Also, I have 2 nuks ready for deep box. I have typically moved them to deep, in order of course, and all to one side. Is it better to center the frames with empty on each side, does it matter? 
Thanks


----------



## psfred (Jul 16, 2011)

Probably just bearding, they do that in hot weather. If the hive is overflowing with bees, you might consider another super just in case, but if they have not filled the one on there, it's not lack of room.

I would put the nuc in the center of the deep. Bees typically start in the center of a space and build out, although starting on the side won't hurt anything to my knowledge. I think it's better to mimic their natural behavior as much as possible.

If they are not filling the brood nest with nectar, they aren't going to swarm.

Peter


----------



## Charlie B (May 20, 2011)

That doesn't look like normal bearding to me at 6:30 am, it shouldn't be that hot even in Lee County, Fl.

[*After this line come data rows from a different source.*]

PR #7427, opened 2021-04-23
fix: worker-poll tasks shouldn't block main loop

vvcephei:
### Description 
Fixes a call to execute a task on the worker pool that still may block main event-loop
execution. See https://github.com/confluentinc/ksql/issues/7358 for more information.

### Testing done 
Just ran the tests.

### Reviewer checklist


guozhangwang (approved):
LGTM! And I also feel that we can just change it without adding more clunking tests.

vvcephei:
Thanks, @guozhangwang ! It looks like I need a small tweak to the matcher in the JaasProviderTest. I'll fix it and then merge once there's a green build.

PR #7446, opened 2021-04-28
chore: add MDC tag for queryId

wcarlson5:
add a query Id field to the logs

### Reviewer checklist


guozhangwang (approved):

ksqldb-engine/src/main/java/io/confluent/ksql/util/QueryMetadata.java
```diff
@@ -165,6 +166,7 @@ public long read() {
 
   public void initialize() {
     // initialize the first KafkaStreams
+    MDC.put("queryId", queryId.toString());
```
rodesai, line 169: I think the MDC is thread-local - so we'd need this to be done from the streams thread itself.

wcarlson5: https://logging.apache.org/log4j/1.2/apidocs/org/apache/log4j/MDC.html

It is but `The MDC is managed on a per thread basis. A child thread automatically inherits a copy of the mapped diagnostic context of its parent.`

Maybe 2:00 pm when it's really hot. When you say empty frames, do you mean drawn frames that are empty or undrawn foundationless frames? 

I'd go in and have a look.


----------



## bevy's honeybees (Apr 21, 2011)

I will take a look inside tomorrow and have supers with me. The frames were undrawn foundationless. I'd put in the plastic wax coated to act as a guide but it became a wall instead. The other foundationless frames were drawn beautifully but they didn't go beyond the plastic. And you're right Charlie, it was not even in the 80's at 6:30 am. I'll bring a nuk just in case too. Thanks.


----------



## Charlie B (May 20, 2011)

I'm just thinking out loud but it could be that the queen doesn't have anywhere to lay and since capped honey can trigger swarming, they maybe thinking about it even with all the extra room. Just a thought.

Let us know what you find.


----------



## David LaFerney (Jan 14, 2009)

Put your empty super w frames on the bottom of the stack and they will move inside. The hive will be less crowded on the inside because it will give them more room to hang out under the brood nest where they like to. But if they are already swarmy it won't really solve anything.


----------



## Ross (Apr 30, 2003)

Bearding. Put a stick under one corner of the top.


----------



## SantaFeBeek (Jun 13, 2012)

You might want to move a frame or two of brood up into the top box. If you move two up there, put an empty frame between them, near the center, and the bees will move up and start to draw comb on the empty frames. 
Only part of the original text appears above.